Issues that succeed:

  • Single repo, bounded scope (one feature, one bug, one refactor)
  • Acceptance criteria as observable behavior, not implementation
  • Existing patterns to follow (link to a similar PR or file)
  • Tests that exist and pass before the change
  • Files to touch named explicitly when the agent might guess wrong

Issues that fail:

  • “Improve X” without defining what improvement looks like
  • Cross-repo work (the agent only sees one repo)
  • “Architect a solution for Y” — agents implement; they don’t make architectural choices
  • Acceptance criteria that read as “looks good to me”

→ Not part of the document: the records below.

PR #726, opened 2016-11-10
Adapt to new roster format

cg2v:
try to parse new roster format.

I converted the column mapping to something table driven.
It's not tested yet, so don't merge at this time.

### DIFF
--- a/app/controllers/courses_controller.rb
+++ b/app/controllers/courses_controller.rb
@@ -27,7 +27,8 @@ class CoursesController < ApplicationController
     redirect_to course_assessments_url(@course)
   end
 
-  NEW_ROSTER_COLUMNS = 29
+  ROSTER_COLUMNS_S15 = 29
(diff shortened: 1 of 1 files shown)


app/controllers/courses_controller.rb
```diff
@@ -577,48 +578,58 @@ def detectAndConvertRoster(roster)
...
+    else
+      offset = 0
+    end
+    numRows = parsedRoster.length - offset
+    convertedRoster = Array.new(numRows) { Array.new(11) }
+
+    if (Rails.env == "production")
+       domain="andrew.cmu.edu"
+    else
+       domain="foo.bar"
```
nayak16: Can we change this to something like "develop.autolab.edu". Just to make it clearer. Been wanting to change this for a bit.

nayak16:
@cg2v Can you rebase with master so the build passes. I just fixed Travis. Once that's done, I can merge this

PR #731, opened 2016-11-27
Material Course List and Assessment List

zyx-billy:
New course and assessment index pages using Materialize:

Courses page:
material_course_page
Uses a different color (deep-orange for now) for courses where the user is a CA/Instructor so its easier to distinguish. The second card action also changes from viewing the user's gradebook to viewing the section's gradebook.

Assessments page:
material_assessment_list
Unreleased assessments will have the unreleased badge.

(We can definitely do a lot with these badges).

### DIFF
--- a/app/views/assessments/index.html.erb
+++ b/app/views/assessments/index.html.erb
@@ -17,7 +17,10 @@
   <h3 class="section-title"><span class="white">Assignments</span></h3>
 
   <div class="row">
-    <% @course.assessment_categories.each do |cat| %>
+    <% @course.assessment_categories.each_with_index do |cat, idx| %>
+      <% if idx % 3 == 0 %>
+        <div class="clearfix hide-on-small-only"></div>
+      <% end %>
       <% asmts = @course.assessments_with_category(cat, @cud.student?) %>
       <% if asmts.any? %>
         <div class="col s12 m4">
--- a/app/views/assessments/index.html.erb
+++ b/app/views/assessments/index.html.erb
@@ -6,46 +6,52 @@
 <% end %>
 
 <% if @is_instructor %>
-<h2>Instructor Actions</h2>
+<div class="section">
+  <h3 class="section-title"><span class="white">Instructor Actions</span></h4>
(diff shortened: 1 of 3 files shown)


nayak16:
@zyx-billy can you rebase with Autolab2.0 and push to this branch again to make sure build passes

zyx-billy:
@nayak16 All tests pass 👌

nayak16:
Awesome. How does this do on small window sizes? Can you just post a screenshot for the record of mobile size? @zyx-billy

app/views/assessments/index.html.erb
```diff
@@ -6,46 +6,55 @@
...
+            </div>
+
+            <div class="collection red darken-4" style="border-bottom: 0">
+              <% asmts.each do |asmt| %>
+                <%= link_to(course_assessment_url(@course, asmt),
+                            {:class => "collection-item grey-text text-darken-4"}) do %>
+                    <%= asmt.display_name %>
+                    
+                    <% if !asmt.released? %>
+                      <span class="new badge blue darken-4" data-badge-caption="unreleased"></span>
```
nayak16: Can this badge link to the page where you can release the assessment? So the person won't have to go the normal way, but go straight there. I think it's the edit handin page `/courses/AutoPopulated/assessments/homework0/edit/handin`

nayak16:
Also personally I don't think the deep orange is the best. Maybe experiment with a border? We'll look at it more at the meeting tomorrow.

zyx-billy:
screen-shot-2016-11-29-at-16 58 15
Right now they are set to flow into one column on small screens. 

Yeah, I just kind of picked a color... We should definitely consider more options.

app/views/assessments/index.html.erb
zyx-billy: Great idea! It wouldn't be too hard to add that.

nayak16:
screen shot 2016-12-03 at 6 49 14 pm

On mobile the badge overlaps the title. Maybe stacking them on small screens is better? This is prob a small change (making col s9 and s3).

PR #734, opened 2016-11-29
Add mysql gem

nayak16:
Build scripts and dependancies need MySQL. Adding back to ensure Travis builds.


nayak16:
@devanshk tagging so you see this

PR #1298, opened 2021-03-16
Hide metrics button in course home page from students

oliverli:
## Description

Change metrics button auth level logic in course index page to instructors only.

## Motivation and Context

Students were able to see the metrics button in the course home page, although they will be hit with an authentication error upon actually entering the metrics page. The button should be hidden from students altogether.

Note: I have removed the button for course assistants as well since the auth level defined in `metrics_controller.rb` is instructors only, excluding course instructors. If we decide to give CAs access to the metrics feature as well then it should come as part of another larger sprint task.

## How Has This Been Tested?

Tested using the "Act as user" feature in Manage Course, for CAs and students.

## Types of changes

## Checklist:

### Addendum
The Gradebook button logic in the navbar has also been updated to be consistent with the Gradebook button in an assignment

### DIFF
--- a/app/views/assessments/index.html.erb
+++ b/app/views/assessments/index.html.erb
@@ -54,13 +54,16 @@
        <h3 style="border-bottom: 4px solid #dddddd"></h3>
           <p style="font-size: 18px">Section: <b><%= "#{@cud.section}" %></b></p>
           <p style="font-size: 18px">Number of grace days remaining: <b><%="#{@cud.global_grace_days_left}"%></b></p></br>
+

The same shape /aw-execute consumes from ADO tasks transfers cleanly to GitHub issues — one-paragraph summary, bulleted acceptance criteria, “Files to touch” and “Files to leave alone” sections.

Limits worth knowing

  • One repo per session. No cross-repo coordination; for multi-repo features, use the Adesa workflow.
  • Limited shared context across runs. Each session starts cold by default. gh-aw exposes a “memories” surface that agents can write to, but only the Platform team can read or delete them — engineers and product can’t, so they’re effectively write-only from your seat. For real cross-run state (like the autonomously-improving-agents evolution log), commit state files back to the repo under .claude/state/... and the next run picks them up as part of the checkout.
  • Review-first, not merge-first. Agent HQ opens draft PRs that wait for your review. Don’t auto-merge — the value is in the agent doing the work, not in skipping the gate.
  • Compute is bounded. Long-running tasks can time out; if a session needs hours of work, break it into smaller workflows or smaller issues.
  • Logs live in the PR or the workflow run. For ad-hoc work, the agent panel on the PR has the transcript; for gh-aw workflows, gh aw logs and gh aw audit <run-id> pull the session detail.
  • Dependabot bumps generated lock files. When gh-aw compiles, it generates package.json/requirements.txt/go.mod under .github/workflows/. Don’t merge Dependabot PRs against those directly — update the source .md and re-run gh aw compile --dependabot.